Lol, old thinkers who are towing the party line and are also grumpy they missed out. Most "trustworthy" financial news outlets are all pushing messaging that Bitcoin is too risky and to avoid it like the plague. However in a "Great Reset" environment coming upon us fast having ways to move wealth with fewer restrictions suddenly become very attractive. Compare the price charts of gold and bitcoin for this year. They rise together pretty well until the election. Then suddenly gold flatlined and Bitcoin started trending upwards again. Regardless of your theory of what a Biden administration means for the country, the market says people want freedom and independence from whatever is coming.


No, people want to get rich quick and that’s it. Nobody is buying Bitcoin as a store of value. Everybody buys because they put a bet on the narrative "Bitcoin could easily be worth 100k-200k". This is 100% speculation and nothing else.


As optimistic I am about crypto, I think this type of modelling (BTC at 300k in a year) is taking the price action around previous Bitcoin cycles and naively extrapolating it into the future. I think in reality there are many holders who would sell way before that, and not many buyers at levels approaching anything like that.

If Bitcoin replaced gold completely as a store of value, and had gold’s marketcap - maybe. I don’t think we’ll get there that soon. Also, so far Bitcoin has acted more like a risk asset than a store of value, like mentioned in the article. Central bank action continues to be in favour of the “sound money” story of Bitcoin, but it wouldn’t surprise me if Bitcoin also dives with the next stock market correction.

Dalio has some legit concerns, I think we can bypass the points about bitcoin as everyday currency because that's clearly not going to happen for a while. But regulation of Bitcoin could certainly happen if it becomes large enough a parallel financial system. I hope it won’t be regulated negatively but wouldn’t rule it out.

I also think Dalio is open to having his mind changed, it’s his style to get different perspectives. Bridgewater missed COVID pretty bad, I don’t think he wants to be seen as the old guy who missed Bitcoin if it turns out even more successful.

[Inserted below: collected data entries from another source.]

PR #7554, opened 2019-03-05
[Feature] Theme inheritance

### LINKED ISSUE #7344: feat: gem-based themes inheritence
## Summary

Support for parent/child themes allowing users to build upon existing themes. 
See https://github.com/benbalter/jekyll-remote-theme/issues/35#issuecomment-429888249

## Motivation

 - develop starter themes and allow to build child themes upon
 - distribute child themes as gems

## Guide-level explanation

  - A child theme is a theme than expand an existing gem-based theme 

  - Only available for gem-based themes
  - A child can list a theme dependency in its gemspec (and `theme/_config.yml` ?)
  - Jekyll can apply a parent theme, and a child theme
  - Users have only to declare the child-theme in the main` _config.yml`

seshrs:

## Summary

This PR adds the concept of "theme inheritance" to Jekyll. This means that a developer who wants to make a small number of changes to an existing theme does not have to make a copy of all of the original theme's files. (This would also simplify the process of keeping the child theme up-to-date with the parent theme — they would simply have to bump up the parent theme's version number in the `gemspec`.)

Currently while building and rendering, Jekyll will first search for files (includes, layouts, assets and stylesheets) in the local directory, before searching the site's theme's directory. After this PR is merged, Jekyll would continue searching for these files in the theme's "parent" theme, and will continue recursively searching its parents as well. See #7374 for further context and discussion.

In addition to the code changes made to implement this feature, I have also added tests (and Cucumber feature tests), along with updating the documentation. To help make reviewing these changes easier, I have split my changes thematically across different commits.

## Context

Closes #7344.

***Note:** I am new to Ruby and to open-source contributions in general. I'd appreciate any feedback and suggestions to make this PR and the code changes conform better to the Jekyll standards. Thanks!*

### DIFF
--- a/lib/jekyll/layout.rb
+++ b/lib/jekyll/layout.rb
@@ -27,15 +27,19 @@ module Jekyll
 
     # Initialize a new Layout.
     #
-    # site - The Site.
-    # base - The String path to the source.
-    # name - The String filename of the post file.
-    def initialize(site, base, name)
+    # site  -  The Site.
+    # base  -  The String path to the source.
+    # name  -  The String filename of the post file.
+    # theme -  The Theme that contains this layout. Defaults to nil.
+    def initialize(site, base, name, theme = nil)
       @site = site
       @base = base
       @name = name
 
-      if site.theme && site.theme.layouts_path.eql?(base)
+      if theme && theme.layouts_path.eql?(base)
+        @base_dir = theme.root
+        @path = site.in_theme_dir_with_theme(theme, base, name)
+      elsif site.theme && site.theme.layouts_path.eql?(base)
         @base_dir = site.theme.root
         @path = site.in_theme_dir(base, name)
       else
--- a/lib/jekyll/page.rb
+++ b/lib/jekyll/page.rb
@@ -31,17 +31,19 @@ module Jekyll
 
     # Initialize a new Page.
     #
-    # site - The Site object.
-    # base - The String path to the source.
-    # dir  - The String path between the source and the file.
-    # name - The String filename of the file.
+    # site  - The Site object.
+    # base  - The String path to the source.
+    # dir   - The String path between the source and the file.
+    # name  - The String filename of the file.
     def initialize(site, base, dir, name)
       @site = site
       @base = base
       @dir  = dir
       @name = name
-      @path = if site.in_theme_dir(base) == base # we're in a theme
-                site.in_theme_dir(base, dir, name)
+
+      theme = site.theme_with_root(base)
+      @path = if theme # we're in a theme
+                site.in_theme_dir_with_theme(theme, base, dir, name)
               else
                 site.in_source_dir(base, dir, name)
               end
--- a/lib/jekyll/readers/layout_reader.rb
+++ b/lib/jekyll/readers/layout_reader.rb
@@ -14,9 +14,11 @@ module Jekyll
           Layout.new(site, layout_directory, layout_file)
       end
 
-      theme_layout_entries.each do |layout_file|
-        @layouts[layout_name(layout_file)] ||= \
-          Layout.new(site, theme_layout_directory, layout_file)
+      site.theme_list.each do |theme|
+        theme_layout_entries(theme).each do |layout_file|
+          @layouts[layout_name(layout_file)] ||= \
+            Layout.new(site, theme_layout_directory(theme), layout_file, theme)
+        end
       end
 
       @layouts
@@ -26,8 +28,10 @@ module Jekyll
       @layout_directory ||= site.in_source_dir(site.config["layouts_dir"])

Most do for sure. I'd say 95% of the people I introduced to crypto feel this way. However, the same people who were into BTC back in the early 2010s are the same people who see the fed print 22% of all USD bills in 2020 alone as something very concerning. BTC is not my only investment against hyper inflation but its for sure always been in my portfolio.


I am buying bitcoin as a store of value. Be sparing in your use of "Nobody".


>Lol, old thinkers who are towing the party line

OT: isn't the expression "toeing the party line"?


Regardless of your theory of what a Biden administration means for the country, the market says people want freedom and independence from whatever is coming

I think that's an odd way to read BTC pricing. The number of people buying because bitcoin represents freedom is significantly lower than the number of people buying simply because they're speculating that the price will go up some more. If those people decide to cash out their gains the price will go down again. There's nothing inherently more free about bitcoin at $18000 than there is at $12000. The value is not linked to the politics.